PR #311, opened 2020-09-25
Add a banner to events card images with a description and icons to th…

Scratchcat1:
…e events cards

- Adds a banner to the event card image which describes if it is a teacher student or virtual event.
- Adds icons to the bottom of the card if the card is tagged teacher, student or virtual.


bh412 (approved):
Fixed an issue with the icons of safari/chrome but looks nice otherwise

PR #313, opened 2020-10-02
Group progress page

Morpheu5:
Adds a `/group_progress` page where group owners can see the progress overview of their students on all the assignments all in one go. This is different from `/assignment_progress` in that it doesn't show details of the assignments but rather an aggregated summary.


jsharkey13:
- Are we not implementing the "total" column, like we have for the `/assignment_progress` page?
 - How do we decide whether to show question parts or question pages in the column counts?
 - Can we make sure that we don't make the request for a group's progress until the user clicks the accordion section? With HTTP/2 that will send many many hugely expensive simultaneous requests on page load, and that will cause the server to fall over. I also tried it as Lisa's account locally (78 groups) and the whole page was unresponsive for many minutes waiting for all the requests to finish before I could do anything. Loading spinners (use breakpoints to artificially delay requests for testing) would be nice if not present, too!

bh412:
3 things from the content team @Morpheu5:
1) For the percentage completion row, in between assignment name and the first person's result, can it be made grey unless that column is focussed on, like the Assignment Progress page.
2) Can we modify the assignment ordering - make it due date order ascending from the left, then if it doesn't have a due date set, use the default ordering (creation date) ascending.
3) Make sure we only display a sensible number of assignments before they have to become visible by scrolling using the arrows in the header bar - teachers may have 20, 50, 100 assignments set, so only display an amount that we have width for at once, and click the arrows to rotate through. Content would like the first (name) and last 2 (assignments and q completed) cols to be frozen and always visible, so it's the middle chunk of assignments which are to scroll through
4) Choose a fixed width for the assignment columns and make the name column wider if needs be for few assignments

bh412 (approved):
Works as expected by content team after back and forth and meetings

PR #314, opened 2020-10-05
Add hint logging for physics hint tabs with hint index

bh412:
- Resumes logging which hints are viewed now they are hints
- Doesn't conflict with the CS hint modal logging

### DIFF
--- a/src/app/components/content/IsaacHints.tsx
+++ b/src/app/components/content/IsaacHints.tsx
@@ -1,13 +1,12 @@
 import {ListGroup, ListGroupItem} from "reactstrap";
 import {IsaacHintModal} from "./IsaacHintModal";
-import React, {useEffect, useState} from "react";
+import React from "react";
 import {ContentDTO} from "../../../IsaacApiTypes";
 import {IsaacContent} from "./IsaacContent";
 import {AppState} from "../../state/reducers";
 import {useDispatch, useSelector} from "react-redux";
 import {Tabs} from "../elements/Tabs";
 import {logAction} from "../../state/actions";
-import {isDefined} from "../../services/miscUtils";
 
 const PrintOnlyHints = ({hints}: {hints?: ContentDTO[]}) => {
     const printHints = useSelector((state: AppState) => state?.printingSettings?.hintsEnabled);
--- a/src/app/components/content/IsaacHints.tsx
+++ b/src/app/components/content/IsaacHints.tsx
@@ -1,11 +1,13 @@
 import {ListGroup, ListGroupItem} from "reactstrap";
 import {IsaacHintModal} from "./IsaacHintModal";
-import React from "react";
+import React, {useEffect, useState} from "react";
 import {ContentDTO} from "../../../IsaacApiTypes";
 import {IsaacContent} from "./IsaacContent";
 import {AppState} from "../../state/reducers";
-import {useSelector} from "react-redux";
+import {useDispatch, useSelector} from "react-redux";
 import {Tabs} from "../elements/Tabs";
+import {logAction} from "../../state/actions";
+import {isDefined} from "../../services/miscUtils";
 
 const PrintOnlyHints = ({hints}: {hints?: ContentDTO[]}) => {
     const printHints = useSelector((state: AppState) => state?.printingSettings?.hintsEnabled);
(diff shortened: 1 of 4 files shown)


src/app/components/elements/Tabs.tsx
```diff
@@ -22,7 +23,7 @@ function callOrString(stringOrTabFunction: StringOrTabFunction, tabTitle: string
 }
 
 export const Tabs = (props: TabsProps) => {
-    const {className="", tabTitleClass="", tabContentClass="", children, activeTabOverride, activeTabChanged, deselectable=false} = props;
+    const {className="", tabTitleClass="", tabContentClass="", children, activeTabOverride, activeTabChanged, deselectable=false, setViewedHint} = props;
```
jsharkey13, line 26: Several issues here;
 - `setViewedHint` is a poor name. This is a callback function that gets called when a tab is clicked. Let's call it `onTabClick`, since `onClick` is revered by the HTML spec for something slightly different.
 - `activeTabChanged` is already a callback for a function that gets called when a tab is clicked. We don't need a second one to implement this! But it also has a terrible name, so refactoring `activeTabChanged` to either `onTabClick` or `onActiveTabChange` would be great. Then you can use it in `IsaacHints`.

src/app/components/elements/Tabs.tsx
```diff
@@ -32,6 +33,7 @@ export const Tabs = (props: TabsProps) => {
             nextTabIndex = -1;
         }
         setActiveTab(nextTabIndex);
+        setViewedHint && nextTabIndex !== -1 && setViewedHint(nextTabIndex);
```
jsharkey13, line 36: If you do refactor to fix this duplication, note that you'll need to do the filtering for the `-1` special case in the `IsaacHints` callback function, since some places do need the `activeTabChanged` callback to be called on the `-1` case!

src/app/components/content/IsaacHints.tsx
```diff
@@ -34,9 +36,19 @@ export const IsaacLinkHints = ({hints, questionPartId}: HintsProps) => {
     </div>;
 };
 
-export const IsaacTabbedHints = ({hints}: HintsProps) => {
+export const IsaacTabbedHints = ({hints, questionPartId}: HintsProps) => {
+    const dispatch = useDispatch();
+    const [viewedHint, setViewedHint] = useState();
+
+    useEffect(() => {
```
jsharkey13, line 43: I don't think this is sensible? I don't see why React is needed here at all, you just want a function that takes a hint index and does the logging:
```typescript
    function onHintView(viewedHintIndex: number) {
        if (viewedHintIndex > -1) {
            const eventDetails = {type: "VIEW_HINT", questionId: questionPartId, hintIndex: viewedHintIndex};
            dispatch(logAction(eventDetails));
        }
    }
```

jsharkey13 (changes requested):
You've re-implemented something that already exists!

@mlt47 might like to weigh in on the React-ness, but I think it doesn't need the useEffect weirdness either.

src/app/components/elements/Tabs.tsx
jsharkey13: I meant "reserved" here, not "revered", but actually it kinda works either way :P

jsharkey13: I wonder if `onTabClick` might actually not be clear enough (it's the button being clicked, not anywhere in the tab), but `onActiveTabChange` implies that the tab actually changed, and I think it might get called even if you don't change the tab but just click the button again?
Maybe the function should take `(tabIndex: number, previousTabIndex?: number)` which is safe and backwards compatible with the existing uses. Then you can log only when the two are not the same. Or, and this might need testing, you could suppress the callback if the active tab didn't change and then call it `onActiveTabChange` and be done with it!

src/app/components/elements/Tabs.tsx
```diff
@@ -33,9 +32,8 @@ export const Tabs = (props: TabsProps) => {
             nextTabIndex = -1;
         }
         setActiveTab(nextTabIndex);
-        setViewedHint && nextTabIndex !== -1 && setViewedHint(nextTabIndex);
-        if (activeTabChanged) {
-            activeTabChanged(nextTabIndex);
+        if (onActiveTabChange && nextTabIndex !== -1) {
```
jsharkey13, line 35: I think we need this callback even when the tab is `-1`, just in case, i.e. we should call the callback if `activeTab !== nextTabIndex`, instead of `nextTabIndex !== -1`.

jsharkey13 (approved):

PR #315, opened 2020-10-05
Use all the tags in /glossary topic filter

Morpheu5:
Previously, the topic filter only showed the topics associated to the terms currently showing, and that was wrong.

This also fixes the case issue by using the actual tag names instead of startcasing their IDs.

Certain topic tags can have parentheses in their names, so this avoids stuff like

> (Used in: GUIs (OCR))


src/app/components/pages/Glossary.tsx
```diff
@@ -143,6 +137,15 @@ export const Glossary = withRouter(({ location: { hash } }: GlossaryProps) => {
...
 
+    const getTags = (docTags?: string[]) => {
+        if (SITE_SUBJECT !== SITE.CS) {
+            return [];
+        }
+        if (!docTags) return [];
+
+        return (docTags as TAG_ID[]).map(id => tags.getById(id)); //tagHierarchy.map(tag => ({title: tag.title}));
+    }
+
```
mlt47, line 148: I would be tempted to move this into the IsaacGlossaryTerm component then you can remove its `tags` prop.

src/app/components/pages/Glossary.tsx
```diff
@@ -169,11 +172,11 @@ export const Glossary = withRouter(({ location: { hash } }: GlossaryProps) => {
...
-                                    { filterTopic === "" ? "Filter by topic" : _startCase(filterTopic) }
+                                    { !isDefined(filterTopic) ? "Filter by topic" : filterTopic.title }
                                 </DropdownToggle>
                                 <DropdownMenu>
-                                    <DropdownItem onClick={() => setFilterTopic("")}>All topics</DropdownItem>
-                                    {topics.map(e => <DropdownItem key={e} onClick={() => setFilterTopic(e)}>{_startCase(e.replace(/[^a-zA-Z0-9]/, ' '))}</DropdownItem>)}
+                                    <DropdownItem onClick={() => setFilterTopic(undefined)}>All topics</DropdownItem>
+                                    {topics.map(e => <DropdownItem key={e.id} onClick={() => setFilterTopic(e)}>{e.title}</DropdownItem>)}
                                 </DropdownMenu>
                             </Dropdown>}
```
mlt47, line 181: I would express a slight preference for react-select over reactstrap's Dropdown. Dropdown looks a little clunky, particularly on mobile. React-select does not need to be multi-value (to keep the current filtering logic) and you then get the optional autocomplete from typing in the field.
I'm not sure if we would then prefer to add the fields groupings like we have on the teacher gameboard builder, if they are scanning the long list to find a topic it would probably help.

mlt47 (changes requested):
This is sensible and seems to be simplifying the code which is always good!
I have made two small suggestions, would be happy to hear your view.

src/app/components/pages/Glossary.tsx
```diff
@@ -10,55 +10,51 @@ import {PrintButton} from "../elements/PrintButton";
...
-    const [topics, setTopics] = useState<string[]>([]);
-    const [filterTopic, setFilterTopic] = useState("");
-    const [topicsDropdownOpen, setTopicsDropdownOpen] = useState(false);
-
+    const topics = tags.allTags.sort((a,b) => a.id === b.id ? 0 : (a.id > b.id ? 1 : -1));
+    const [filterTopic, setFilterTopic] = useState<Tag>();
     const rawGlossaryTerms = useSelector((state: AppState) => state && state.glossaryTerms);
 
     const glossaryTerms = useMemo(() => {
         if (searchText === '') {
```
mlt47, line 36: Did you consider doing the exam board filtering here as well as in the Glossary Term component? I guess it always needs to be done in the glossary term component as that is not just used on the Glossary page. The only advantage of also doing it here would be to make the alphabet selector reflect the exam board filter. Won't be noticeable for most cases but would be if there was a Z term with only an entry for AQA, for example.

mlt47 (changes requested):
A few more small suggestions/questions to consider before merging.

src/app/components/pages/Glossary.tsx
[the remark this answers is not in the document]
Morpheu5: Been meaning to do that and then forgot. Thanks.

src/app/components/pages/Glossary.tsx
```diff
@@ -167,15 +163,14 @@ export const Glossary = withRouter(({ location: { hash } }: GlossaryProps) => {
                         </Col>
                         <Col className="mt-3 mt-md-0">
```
---
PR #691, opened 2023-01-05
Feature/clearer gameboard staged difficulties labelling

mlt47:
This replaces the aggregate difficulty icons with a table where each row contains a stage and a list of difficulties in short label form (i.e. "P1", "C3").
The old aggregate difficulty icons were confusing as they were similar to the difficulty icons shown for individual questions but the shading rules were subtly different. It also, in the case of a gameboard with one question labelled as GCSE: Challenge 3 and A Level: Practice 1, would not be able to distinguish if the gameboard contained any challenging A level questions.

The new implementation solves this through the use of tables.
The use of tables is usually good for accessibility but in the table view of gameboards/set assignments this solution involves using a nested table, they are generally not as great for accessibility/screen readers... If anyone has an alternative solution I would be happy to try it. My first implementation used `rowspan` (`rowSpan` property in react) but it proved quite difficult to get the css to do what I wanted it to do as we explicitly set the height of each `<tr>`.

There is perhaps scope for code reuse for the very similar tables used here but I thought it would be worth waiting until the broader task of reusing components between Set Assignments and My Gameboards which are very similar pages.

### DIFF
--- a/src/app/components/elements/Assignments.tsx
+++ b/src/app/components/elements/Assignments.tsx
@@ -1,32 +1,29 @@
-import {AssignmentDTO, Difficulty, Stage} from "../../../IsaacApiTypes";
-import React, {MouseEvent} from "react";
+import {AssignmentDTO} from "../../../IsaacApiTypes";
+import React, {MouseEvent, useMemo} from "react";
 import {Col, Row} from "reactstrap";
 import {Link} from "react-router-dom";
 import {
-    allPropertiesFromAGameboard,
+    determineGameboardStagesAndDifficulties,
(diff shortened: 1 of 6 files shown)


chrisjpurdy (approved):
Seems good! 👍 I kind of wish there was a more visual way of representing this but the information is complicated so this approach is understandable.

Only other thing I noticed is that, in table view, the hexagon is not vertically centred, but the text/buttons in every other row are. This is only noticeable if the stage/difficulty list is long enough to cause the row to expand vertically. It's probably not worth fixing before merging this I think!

[Task item] Would you copy each line of the records that contains "great"?

[Response to this task]
 - `activeTabChanged` is already a callback for a function that gets called when a tab is clicked. We don't need a second one to implement this! But it also has a terrible name, so refactoring `activeTabChanged` to either `onTabClick` or `onActiveTabChange` would be great. Then you can use it in `IsaacHints`.
The use of tables is usually good for accessibility but in the table view of gameboards/set assignments this solution involves using a nested table, they are generally not as great for accessibility/screen readers... If anyone has an alternative solution I would be happy to try it. My first implementation used `rowspan` (`rowSpan` property in react) but it proved quite difficult to get the css to do what I wanted it to do as we explicitly set the height of each `<tr>`.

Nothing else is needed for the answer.